J'ai un problème avec mon espace de stockage iCloud. J'ai un compte à 200 Gi qui est presque plein. Ce que je ne comprend pas c'est qu'on m'indique + de 100 Gi pour mes documents...







...alors que sur Finder cela m'indique 38 Gi






Y a un truc que j'ai pas compris?


----------



## fgfdgd (23 Avril 2020)

UP


----------



## ericse (23 Avril 2020)

Bonjour,
Ca peut venir de l'option "Optimiser le stockage du Mac" si elle est activée


----------



## Membre supprimé 1154905 (23 Avril 2020)

Bonjour,

J’ai eu le même problème il y a un an et je vois régulièrement sur les forums des utilisateurs confrontés au même soucis, à savoir la valeur donnée pour le stockage ICloud Drive ne correspond pas au réel. Si on ajoute un document elle augmente, si on enlève, elle ne baisse pas. 
J’ai cherché longtemps l’origine du problème sans succès, j’ai même vidé entièrement mon stockage iCloud Drive mais cela n’a eu aucun effet. 

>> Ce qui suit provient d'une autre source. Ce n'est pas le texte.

PR #702, opened 2025-01-20
Fix grandpa initialization issues

osrib:
Fix grandpa initialization issues

## Checklist:

### DIFF
--- a/src/main/java/com/limechain/grandpa/state/GrandpaSetState.java
+++ b/src/main/java/com/limechain/grandpa/state/GrandpaSetState.java
@@ -9,7 +9,6 @@ import com.limechain.network.protocol.grandpa.messages.consensus.GrandpaConsensu
 import com.limechain.network.protocol.grandpa.messages.vote.SignedMessage;
 import com.limechain.network.protocol.grandpa.messages.vote.Subround;
 import com.limechain.network.protocol.grandpa.messages.vote.VoteMessage;
-import com.limechain.rpc.server.AppBean;
 import com.limechain.storage.DBConstants;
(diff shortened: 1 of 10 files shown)


src/main/java/com/limechain/grandpa/state/GrandpaSetState.java
```diff
@@ -48,13 +48,13 @@ public class GrandpaSetState {
     private List<Authority> authorities;
     private BigInteger disabledAuthority;
     private BigInteger setId;
-    private RoundCache roundCache;
+    private final RoundCache roundCache;
 
     private final PriorityQueue<AuthoritySetChange> authoritySetChanges = new PriorityQueue<>(AuthoritySetChange.getComparator());
 
+     @PostConstruct
```
Zurcusa: I don't think we want this to execute for every node start. We should remove this annotation.

src/main/java/com/limechain/grandpa/state/GrandpaSetState.java
```diff
@@ -48,13 +48,13 @@ public class GrandpaSetState {
     private List<Authority> authorities;
     private BigInteger disabledAuthority;
     private BigInteger setId;
-    private RoundCache roundCache;
+    private final RoundCache roundCache;
```
Zurcusa: Imo it's better to group the injected beans together and leave the remaining fields as they are.

Zurcusa:
Node still doesn't start. Last log we get is `log.log(Level.INFO, "Finished with warp sync!");`.

Zurcusa (approved):

PR #703, opened 2025-01-21
399 Attempt to finalize at round

### LINKED ISSUE #399: Attempt to Finalize At Round
Implement the algorithm as well as any underlying functions.

Grigorov-Georgi:
# Description

- Implement Attempt-To-Finalize-At-Round by the polkadot spec definition -> https://spec.polkadot.network/sect-finality#algo-attempt-to%E2%80%93finalize
- Rename ```getBestFinalCandidate```, ```getGrandpaGhost``` and ```getBestPreVoteCandidate``` to ```findBestFinalCandidate```, ```findGrandpaGhost``` and ```findBestPreVoteCandidate``` in the ```GrandpaService``` in order not to have different names from the ```GrandpaRound``` getters
- The ```GrandpaGhost``` and ```BestFinalCandidate``` fields of the ```GrandpaRound``` object are now being set directly in the methods ```findGrandpaGhost()``` and ```findBestFinalCandidate()```, rather than in ```isFinalizable()``` 
- Add ```commitMessagesArchive```, a map of ```SetId``` as a key, and a list of commit messages as value. On every new set start the commit messages for (setId - 2) are deleted because they will probably never be used again.
- Updating the last finalized block from commit messages is now executed only when we (as a node) aren't part of the voters set.
- Make all methods in GrandpaService private

Fixes: https://github.com/LimeChain/Fruzhin/issues/399

### DIFF
--- a/src/main/java/com/limechain/grandpa/GrandpaService.java
+++ b/src/main/java/com/limechain/grandpa/GrandpaService.java
@@ -54,7 +54,7 @@ public class GrandpaService {
             BlockHeader header = blockState.getHeader(bestFinalCandidate.getBlockHash());
             blockState.setFinalizedHash(header, grandpaRound.getRoundNumber(), grandpaSetState.getSetId());
 
-            if (grandpaSetState.isCommitMessageInArchive(bestFinalCandidate)) {
+            if (!grandpaSetState.isCommitMessageInArchive(bestFinalCandidate)) {
                 //TODO: broadcast
             }
         }
--- a/src/main/java/com/limechain/grandpa/GrandpaService.java
+++ b/src/main/java/com/limechain/grandpa/GrandpaService.java
@@ -48,10 +48,7 @@ public class GrandpaService {
         long totalVoters = grandpaSetState.getAuthorities().size();
         long threshold = (2 * totalVoters) / 3;
 
-        // L - last finalized block
-        // E - best final candidate
-        // The spec defines E >= L, but here E > L ensures E is new and not already received.
-        if (bestFinalCandidate.getBlockNumber().compareTo(lastFinalizedBlockNumber) > 0 &&
+        if (bestFinalCandidate.getBlockNumber().compareTo(lastFinalizedBlockNumber) >= 0 &&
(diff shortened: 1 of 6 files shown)


src/main/java/com/limechain/grandpa/GrandpaService.java
```diff
@@ -31,6 +31,35 @@ public GrandpaService(GrandpaSetState grandpaSetState, BlockState blockState) {
...
+        }
+
+        var bestFinalCandidateVotesCount = getObservedVotesForBlock(
+                grandpaRound,
+                bestFinalCandidate.getBlockHash(),
+                Subround.PRECOMMIT
+        );
+
+        long totalVoters = grandpaSetState.getAuthorities().size();
+        long threshold = (2 * totalVoters) / 3;
```
georg-getz: Can you put a comment with a link showing how these numbers were chosen or explain them in he comment, because they look like magic numbers right now.

src/main/java/com/limechain/grandpa/state/GrandpaSetState.java
```diff
@@ -230,4 +241,23 @@ public void handleVoteMessage(VoteMessage voteMessage) {
...
+    }
+
+    public void addCommitMessageToArchive(CommitMessage message) {
+        commitMessagesArchive.putIfAbsent(setId, new ArrayList<>());
+        List<CommitMessage> commitMessages = commitMessagesArchive.get(setId);
+        commitMessages.add(message);
+    }
+
+    public void cleanCommitMessagesArchive() {
+        commitMessagesArchive.remove(setId.subtract(BigInteger.TWO));
```
georg-getz: Why are we subtracting 2 here?

Grigorov-Georgi: The only reason is that we will only need the commit messages for the current set and in the edge case also the commit messages from the previous set. By subtracting 2 I delete commit messages for older sets. I will add a comment about the reason behind that action because this is not defined in the spec.

Zurcusa (approved):

PR #710, opened 2025-01-23
Refactor startNewSet method and persist Round/Set state

### LINKED ISSUE #712: Refactor Initiate Granpda
1. Initiate-grandpa
This should be invoked every time a new set is started. What currently happens after our flow is:
SetId is incremented by 1 - This is okay.
Authorities are updated - This is okay.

J’ai finis par appeler l’Assistance Apple qui a réussi à débloquer la situation en réajustant la valeur au réel. Pour eux, c’était un problème de validation dans mon compte mais je n’ai pas su réellement la raison du blocage. Cela n’a duré qu’un temps, puis le problème est revenu. J’ai quitté iCloud Drive pour utiliser Microsoft OneDrive.
Au bout d’un moment, la valeur est tombée à zéro. Depuis cela fonctionne mais je n’utilise plus vraiment iCloud Drive.

Je n’ai pas de solutions malheureusement.
Bonne continuation.


----------